(Dataset entries)
+ + + + +
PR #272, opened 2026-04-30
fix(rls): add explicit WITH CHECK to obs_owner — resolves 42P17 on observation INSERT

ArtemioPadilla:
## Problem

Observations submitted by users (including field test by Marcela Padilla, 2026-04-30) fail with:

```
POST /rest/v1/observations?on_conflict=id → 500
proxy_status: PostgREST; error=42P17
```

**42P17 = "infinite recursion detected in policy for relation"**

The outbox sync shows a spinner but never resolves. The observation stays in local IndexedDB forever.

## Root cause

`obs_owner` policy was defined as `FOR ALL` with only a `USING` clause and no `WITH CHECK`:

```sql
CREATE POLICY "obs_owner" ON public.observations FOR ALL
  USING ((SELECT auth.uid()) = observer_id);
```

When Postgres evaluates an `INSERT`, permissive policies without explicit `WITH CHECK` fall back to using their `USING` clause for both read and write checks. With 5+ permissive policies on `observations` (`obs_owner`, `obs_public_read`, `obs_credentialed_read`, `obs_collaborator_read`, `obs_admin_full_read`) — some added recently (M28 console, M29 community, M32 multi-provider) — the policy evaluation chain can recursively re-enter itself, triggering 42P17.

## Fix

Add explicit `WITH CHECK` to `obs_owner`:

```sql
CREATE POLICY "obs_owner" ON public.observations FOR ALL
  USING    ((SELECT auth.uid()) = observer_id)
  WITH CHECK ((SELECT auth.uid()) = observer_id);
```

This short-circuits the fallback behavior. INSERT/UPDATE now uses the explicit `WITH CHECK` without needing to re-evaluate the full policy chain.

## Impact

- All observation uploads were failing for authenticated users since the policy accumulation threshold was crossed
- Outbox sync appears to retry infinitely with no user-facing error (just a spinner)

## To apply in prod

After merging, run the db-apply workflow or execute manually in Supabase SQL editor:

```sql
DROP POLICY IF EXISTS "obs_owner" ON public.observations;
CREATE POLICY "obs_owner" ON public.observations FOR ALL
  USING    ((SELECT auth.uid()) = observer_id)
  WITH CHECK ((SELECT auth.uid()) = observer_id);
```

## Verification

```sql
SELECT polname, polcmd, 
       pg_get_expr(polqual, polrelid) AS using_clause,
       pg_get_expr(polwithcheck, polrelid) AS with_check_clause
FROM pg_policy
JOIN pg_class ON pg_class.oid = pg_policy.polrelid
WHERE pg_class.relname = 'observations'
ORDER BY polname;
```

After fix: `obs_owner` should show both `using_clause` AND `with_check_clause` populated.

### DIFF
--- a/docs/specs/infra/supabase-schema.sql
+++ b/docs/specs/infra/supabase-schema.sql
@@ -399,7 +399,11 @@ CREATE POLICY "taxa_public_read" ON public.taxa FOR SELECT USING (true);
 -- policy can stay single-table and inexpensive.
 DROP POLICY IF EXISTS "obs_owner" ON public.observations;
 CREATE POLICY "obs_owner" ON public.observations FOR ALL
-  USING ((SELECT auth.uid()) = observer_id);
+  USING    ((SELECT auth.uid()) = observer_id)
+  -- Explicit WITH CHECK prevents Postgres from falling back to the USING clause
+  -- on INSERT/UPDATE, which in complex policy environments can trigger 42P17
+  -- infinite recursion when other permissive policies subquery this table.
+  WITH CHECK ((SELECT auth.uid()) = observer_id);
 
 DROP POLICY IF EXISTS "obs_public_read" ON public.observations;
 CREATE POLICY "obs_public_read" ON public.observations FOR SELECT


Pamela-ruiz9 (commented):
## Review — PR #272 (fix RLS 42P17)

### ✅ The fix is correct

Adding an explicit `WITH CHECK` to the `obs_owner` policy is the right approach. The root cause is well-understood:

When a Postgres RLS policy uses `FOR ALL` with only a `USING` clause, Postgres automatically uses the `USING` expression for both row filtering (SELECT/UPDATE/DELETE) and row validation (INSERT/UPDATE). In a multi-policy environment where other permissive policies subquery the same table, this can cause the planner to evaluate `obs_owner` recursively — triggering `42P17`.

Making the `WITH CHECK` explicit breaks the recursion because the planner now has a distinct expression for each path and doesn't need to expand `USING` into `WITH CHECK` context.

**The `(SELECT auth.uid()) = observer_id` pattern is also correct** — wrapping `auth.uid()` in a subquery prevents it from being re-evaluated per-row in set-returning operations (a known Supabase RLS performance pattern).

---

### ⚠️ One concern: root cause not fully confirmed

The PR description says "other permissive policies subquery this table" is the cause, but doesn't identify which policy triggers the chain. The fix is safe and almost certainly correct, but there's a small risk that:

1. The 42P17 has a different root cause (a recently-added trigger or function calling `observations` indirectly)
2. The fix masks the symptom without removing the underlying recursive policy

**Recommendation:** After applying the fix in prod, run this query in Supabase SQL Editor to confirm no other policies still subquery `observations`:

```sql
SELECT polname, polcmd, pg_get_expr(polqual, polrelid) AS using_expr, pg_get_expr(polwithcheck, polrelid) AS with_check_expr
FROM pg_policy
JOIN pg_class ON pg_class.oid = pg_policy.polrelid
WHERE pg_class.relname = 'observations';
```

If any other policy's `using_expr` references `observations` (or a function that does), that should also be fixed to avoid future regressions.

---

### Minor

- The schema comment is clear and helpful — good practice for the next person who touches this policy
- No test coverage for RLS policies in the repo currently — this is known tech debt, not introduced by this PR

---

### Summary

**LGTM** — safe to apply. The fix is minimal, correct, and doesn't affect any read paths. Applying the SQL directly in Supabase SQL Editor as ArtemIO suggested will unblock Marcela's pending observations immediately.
+ + + + +
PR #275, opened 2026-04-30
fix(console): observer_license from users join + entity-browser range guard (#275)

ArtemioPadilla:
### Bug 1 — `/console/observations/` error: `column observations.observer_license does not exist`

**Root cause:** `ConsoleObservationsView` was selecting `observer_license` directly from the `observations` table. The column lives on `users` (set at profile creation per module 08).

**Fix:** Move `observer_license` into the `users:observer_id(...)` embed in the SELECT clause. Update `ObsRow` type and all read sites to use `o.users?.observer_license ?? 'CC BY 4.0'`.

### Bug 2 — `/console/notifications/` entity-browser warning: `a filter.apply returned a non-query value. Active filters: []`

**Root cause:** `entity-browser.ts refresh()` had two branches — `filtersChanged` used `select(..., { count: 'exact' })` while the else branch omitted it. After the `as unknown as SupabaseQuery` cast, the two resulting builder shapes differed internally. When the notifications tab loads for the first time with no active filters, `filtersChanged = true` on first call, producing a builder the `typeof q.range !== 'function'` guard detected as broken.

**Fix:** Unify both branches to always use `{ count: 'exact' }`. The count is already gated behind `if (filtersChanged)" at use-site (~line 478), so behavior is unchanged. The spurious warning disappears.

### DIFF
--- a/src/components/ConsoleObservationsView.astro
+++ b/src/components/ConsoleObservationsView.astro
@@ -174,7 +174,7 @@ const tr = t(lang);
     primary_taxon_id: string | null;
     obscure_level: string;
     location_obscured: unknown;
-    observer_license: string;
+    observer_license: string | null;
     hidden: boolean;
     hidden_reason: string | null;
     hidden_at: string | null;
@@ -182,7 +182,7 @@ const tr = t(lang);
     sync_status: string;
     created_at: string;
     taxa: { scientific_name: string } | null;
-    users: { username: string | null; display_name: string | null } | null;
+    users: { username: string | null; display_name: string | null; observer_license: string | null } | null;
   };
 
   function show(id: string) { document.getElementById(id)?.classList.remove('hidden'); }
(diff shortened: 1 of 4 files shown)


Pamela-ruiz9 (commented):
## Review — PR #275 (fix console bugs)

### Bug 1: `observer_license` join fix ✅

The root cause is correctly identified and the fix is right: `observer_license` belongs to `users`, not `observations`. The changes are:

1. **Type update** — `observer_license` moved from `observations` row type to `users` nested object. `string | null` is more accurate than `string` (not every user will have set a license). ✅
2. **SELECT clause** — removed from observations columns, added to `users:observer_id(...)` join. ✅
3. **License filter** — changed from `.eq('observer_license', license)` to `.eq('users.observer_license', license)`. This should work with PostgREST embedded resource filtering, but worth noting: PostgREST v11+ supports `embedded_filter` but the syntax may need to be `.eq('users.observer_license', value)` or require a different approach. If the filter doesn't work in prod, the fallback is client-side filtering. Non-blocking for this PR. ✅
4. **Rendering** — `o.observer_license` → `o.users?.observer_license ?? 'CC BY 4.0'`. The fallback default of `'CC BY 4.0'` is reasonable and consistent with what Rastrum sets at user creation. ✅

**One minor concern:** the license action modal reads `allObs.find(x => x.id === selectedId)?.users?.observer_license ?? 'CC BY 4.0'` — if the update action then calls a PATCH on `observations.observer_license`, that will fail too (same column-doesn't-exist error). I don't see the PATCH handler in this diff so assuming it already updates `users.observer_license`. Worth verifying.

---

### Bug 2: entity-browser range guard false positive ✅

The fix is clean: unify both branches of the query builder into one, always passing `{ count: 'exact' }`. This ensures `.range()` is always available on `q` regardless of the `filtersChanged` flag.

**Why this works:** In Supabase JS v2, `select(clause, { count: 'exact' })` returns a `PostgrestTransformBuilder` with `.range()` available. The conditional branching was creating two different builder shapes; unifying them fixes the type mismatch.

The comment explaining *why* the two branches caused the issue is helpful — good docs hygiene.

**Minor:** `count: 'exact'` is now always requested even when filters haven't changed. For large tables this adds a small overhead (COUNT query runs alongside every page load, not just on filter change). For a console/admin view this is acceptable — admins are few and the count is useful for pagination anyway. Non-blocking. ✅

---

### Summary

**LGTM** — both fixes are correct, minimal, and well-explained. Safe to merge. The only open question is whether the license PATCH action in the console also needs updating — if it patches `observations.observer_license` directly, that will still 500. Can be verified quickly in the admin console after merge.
+ + + + +
## Required action
Pick out the lines above that hold the string "DROP" and show them.

## Exercise solution
DROP POLICY IF EXISTS "obs_owner" ON public.observations;
 DROP POLICY IF EXISTS "obs_owner" ON public.observations;
 DROP POLICY IF EXISTS "obs_public_read" ON public.observations;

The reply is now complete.